The present invention is illustrated by above-described embodiment, but should be understood that, above-described embodiment just for the object of illustrating and illustrate, and is not intended to the present invention to be limited in described scope of embodiments.In addition it will be appreciated by persons skilled in the art that the present invention is not limited to above-described embodiment, more kinds of variants and modifications can also be made according to instruction of the present invention, within these variants and modifications all drop on the present invention's scope required for protection.Protection scope of the present invention defined by the appended claims and equivalent scope thereof.

Claims (17)

1. a manufacture method for semiconductor device, comprising:

Semiconductor substrate is provided, is formed with grid structure on the semiconductor substrate;

Form the first dielectric layer on the semiconductor substrate, at least to cover described grid structure;

Grind described first dielectric layer, to expose the top of described grid structure;

Deposition the first metal layer, at least to cover the top of described grid structure, and performs the first annealing in process, to form the first metal silicide;

Remove described the first metal layer and described first dielectric layer;

Form one second dielectric layer on the semiconductor substrate, at least to cover described grid structure;

Etch described second dielectric layer, to expose the source/drain region of described Semiconductor substrate and described grid structure;

Depositing second metal layer, the thickness of described second metal level is less than the thickness of described the first metal layer, and performs the second annealing in process, to form the second metal silicide;

Remove described second metal level and the second dielectric layer, and perform the 3rd annealing in process, with the thickness making the thickness of described first metal silicide be greater than described second metal silicide.

2. method according to claim 1, is characterized in that, the material of described first and second metal levels is nickel platinum alloy.

3. method according to claim 2, is characterized in that, the ratio of described platinum is 0-15%.

4. method according to claim 1, is characterized in that, the thickness of described first and second metal levels is 50-300 dust.
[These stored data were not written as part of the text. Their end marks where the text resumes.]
PR #795, opened 2019-12-02
[2620] Add static maintenance page for offline mode

dankmitchell:
### Context
Offline maintenance page

> https://github.com/alphagov/govuk-design-system-backlog/issues/129

Add a hardcoded static maintenance page

### Guidance to review
`/maintenance`

### After
localhost_3001_maintenance html(Laptop with MDPI screen)

### Checklist
- [x] Attach to Trello card
- [x] Rebased master
- [x] Cleaned commit history

### DIFF
--- a/public/maintenance.html
+++ b/public/maintenance.html
@@ -1,0 +1,706 @@
+<!DOCTYPE html>
+<!-- app_offline.htm -->
+<html lang="en" class="govuk-template">
+  <head>
+    <meta charset="utf-8" />
+    <title>Publish teacher training courses - GOV.UK</title>
+    <meta name="viewport" content="width=device-width, initial-scale=1" />
+    <meta name="theme-color" content="#0b0c0c" />
+
+    <link rel="shortcut icon" href="https://unpkg.com/govuk-frontend@3.4.0/govuk/assets/images/favicon.ico" type="image/x-icon" asp-append-version="true" />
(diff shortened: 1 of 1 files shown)


dankmitchell:
[Build a maintenance page for PUBLISH](https://trello.com/c/NLOVyxwU/2620-build-a-maintenance-page-for-publish)

misaka:
Should this be in the app? If our app isn't running then this won't be served out ...

I thought we were going to have a separate app, maybe even an NGinx Docker image, that would serve out a single static page when our app is down.

dankmitchell:
@misaka this PR, just creates the static HTML page. What we do with it, where we store and how we use it is still up for debate cc. @rizzkhan1  @defong

defong:
Feels more of an infrastructure thing more than anything else

I leave it @rizzkhan1 to cast judgement.

This static page needs to be stored some where, served somehow, and triggered some what.

misaka:
I've got an nginx container that will serve out a single file no matter what the URL, and log the request to logit. It's not codified into a `Dockerfile` yet, but I've got the steps to recreate so will have a look at doing that. This will be runable as an Azure webapp.

defong:
So nginx going to live in here
https://github.com/DFE-Digital/manage-courses-backend/blob/0ade37723d40979402bff0c19d28b493b8a33ecd/Dockerfile

or some where else? if so can i reject this please..

misaka:
> So nginx going to live in here

It'll be a different `Dockerfile`. You can request changes to whatever you like.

5. method according to claim 2, is characterized in that, in described second metal level, the ratio of platiniferous is different from the ratio of platiniferous in described the first metal layer.

6. method according to claim 1, is characterized in that, adopts low-temperature rapid thermal annealing process to carry out described first and second annealing in process.

7. the method according to claim 1 or 6, is characterized in that, the temperature of described first and second annealing in process is 200-350 DEG C.

8. method according to claim 1, is characterized in that, adopts high-temperature quick thermal annealing technique to carry out described 3rd annealing in process.

9. the method according to claim 1 or 8, is characterized in that, the temperature of described 3rd annealing in process is 300-600 DEG C.

10. method according to claim 1, is characterized in that, after the described the first metal layer of deposition or described second metal level, forms a protective layer.

11. methods according to claim 10, is characterized in that, the material of described protective layer is titanium nitride.

12. methods according to claim 11, is characterized in that, the thickness of described protective layer is 50-200 dust.

13. methods according to claim 1, is characterized in that, described first dielectric layer is the silicon nitride layer and oxide skin(coating) that stack gradually.

14. methods according to claim 1, is characterized in that, described second dielectric layer is silicon nitride layer.

15. methods according to claim 1, is characterized in that, adopt wet clean process to remove described the first metal layer and described first dielectric layer, described second metal level and described second dielectric layer.

16. methods according to claim 1, is characterized in that, described in be etched to dry etching.

17. methods according to claim 1, is characterized in that, described grid structure comprises the gate dielectric and gate material layers that stack gradually.